The neck is made up of seven tiny bones called cervical vertebrae (C1-C7). These are protected by spongy vertebral discs present between them and supported by ligaments that hold them together and surround the underlying spinal cord. Cervical fractures are common in motor vehicle accidents, sports activities and falls. The second, sixth and seventh cervical vertebrae are frequently involved in fractures, and may also injure the spinal cord.
Fractures of the cervical spine may result in pain, localised to the neck region or spreading from the neck to the shoulders or arms, decreased neck movement due to pain, swelling, bruising, tingling or pricking sensation, numbness and weakness or paralysis. Cervical fractures in the first and second vertebrae are usually fatal. Injury to the spinal cord can lead to paralysis.

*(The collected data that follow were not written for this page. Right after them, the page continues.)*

PR #34, opened 2020-10-15
Port over odo parser

yangcao77:
### What does this PR do?
This PR moves the parser pkg from Odo repo to devfile/parser, and integrates with latest devfile go structs defined in devfile/api

Fixes https://github.com/devfile/api/issues/183

Tested by running the unit tests within this PR.


main.go
```diff
@@ -41,10 +42,10 @@ func main() {
...
-		devfile, err = parser.ParseAndValidate(devfileLocation)
-		return devfile, err
-	*/
-	return
+
+	var devfile parser.DevfileObj
+	devfile, err = devfilepkg.ParseAndValidate(devfileLocation)
+	return devfile, err
+
+	// return
```
amisevsk, line 50:
```suggestion
```

main.go
```diff
@@ -41,10 +42,10 @@ func main() {
 
 //ParseDevfile to parse devfile from library
 func ParseDevfile(devfileLocation string) (devfileoj parser.DevfileObj, err error) {
```
amisevsk, line 44: Named returns aren't used here (`devfileoj`). We should either have
```go
func ParseDevfile(devfileLocation string) (devfile parser.DevfileObj, err error) {
//...
devfile, err = devfilepkg.ParseAndValidate(devfileLocation)
```
or
```go
func ParseDevfile(devfileLocation string) (parser.DevfileObj, error) {
//...
devfile, err := devfilepkg.ParseAndValidate(devfileLocation)
```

If a cervical fracture is suspected, the neck should be immediately immobilised in a collar and backboard. Your doctor will perform a thorough physical examination, and order neurological tests to assess pain and neurological deficits and imaging tests to identify the location and pattern of the cervical fracture.
If the cervical spine is out of alignment, traction is applied to realign the spine. Steroids may be administered to control spinal cord damage and inflammation. Surgery may be suggested to repair the cervical fracture with spinal reconstruction by placement of bone graft followed by stabilisation with plates.